Opar is a fictional lost city in the Tarzan novels of Edgar Rice Burroughs and later the Khokarsa novels of Philip José Farmer and Christopher Paul Carey, as well as various derivative works in other media.

The city first appeared in Burroughs' second Tarzan novel, The Return of Tarzan (1913).

In the works of Burroughs
As envisioned by Burroughs, Opar is a lost colony of Atlantis located deep in the jungles of Africa, in which incredible riches have been stockpiled down through the ages. The city's population exhibits extreme sexual dimorphism caused by a combination of excessive inbreeding, cross-breeding with apes, and selective culling of offspring. Consequently, female Oparians appear perfectly human, while male Oparians are apelike brutes. The ruler and high priestess of the city is Queen La, who on her first encounter with Tarzan falls in love with him, and subsequently carries a torch for him. Tarzan, already committed to Jane Porter, spurns her advances, thus endangering his own life, as the religion of Opar condones human sacrifice. Yet he returns to the lost city time and again to replenish his personal wealth from its hoarded treasure.

After its initial appearance in Burroughs's second Tarzan novel, The Return of Tarzan (1913), Opar is revisited in the fifth, Tarzan and the Jewels of Opar (1916); the ninth, Tarzan and the Golden Lion (1923); and the fourteenth, Tarzan the Invincible (1930). Exiles from Opar also appear in Burroughs' 1936 juvenile story "Tarzan and the Tarzan Twins, with Jad-Bal-Ja, the Golden Lion" (later published as the second part of Tarzan and the Tarzan Twins in 1963). The events of this story occur between those of the ninth and fourteenth Tarzan novels.

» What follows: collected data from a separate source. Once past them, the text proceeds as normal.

PR #142, opened 2020-11-05
Add support for SWTPM network TPM

puiterwijk:
This TCTI got added in tpm2-tss 3.0, but given that we just pass the TCTI config string as-is to tss2, this should build fine on older TSS versions, just not actually work.

Testing against that on `fedora:latest` results in all tests individually passing.
(When I run all the tests in one go, it is exhausting the session context space allotted.)

Right now, the link with more information about configuration is still pointing to the `Mssim_Init` function, because it take the same configuration, but the `Swtpm_Init` function is not yet documented online as far as I can find.

### DIFF
--- a/src/tcti.rs
+++ b/src/tcti.rs
@@ -10,6 +10,7 @@ use std::str::FromStr;
 
 const DEVICE: &str = "device";
 const MSSIM: &str = "mssim";
+const SWTPM: &str = "swtpm";
 const TABRMD: &str = "tabrmd";
 
 // Possible TCTI to use with the ESYS API.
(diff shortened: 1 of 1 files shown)


puiterwijk:
As discussed on Slack, it seems the session problem seems to be us leaking sessions. I'll be looking into debugging that, and then add a test based on swtpm/fedora.

ionut-arm (approved):
Looks good!

This kind of low-level conversion makes me a bit shivery, but hopefully it can't get exploited in any nasty way (I know I wrote it)

Superhepper (approved):
LGTM!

In the works of Farmer and Carey

Hints at the nature and origins of Opar appear in Philip José Farmer's fictional biography Tarzan Alive: A Definitive Biography of Lord Greystoke (1972). This book attempts to add a high degree of realism and plausibility to the Tarzan stories, including references to Opar. Farmer conjectures on the inhabitants of Opar, and even goes to suggest that the city's populace was on the verge of extinction at the time of the events in the original Tarzan novels. As Edgar Rice Burroughs made clear, there had been cross-breeding with the caveman-like "great ape" humanoids and the adoption of that animalistic language. Farmer continues the line of thinking, suggesting that a social desire for perfectly beautiful female babies and perfectly brutish male babies, perhaps coupled with infanticide, led to fatal decline of an already benighted city. The novel also relates events after the Tarzan books, including the ultimate fate of Opar. Tarzan himself returns to Opar, finds it empty or abandoned, tours the ruins, and (out of respect) decides to hide the city from modern curiosity by diverting a river to bury it in sediment.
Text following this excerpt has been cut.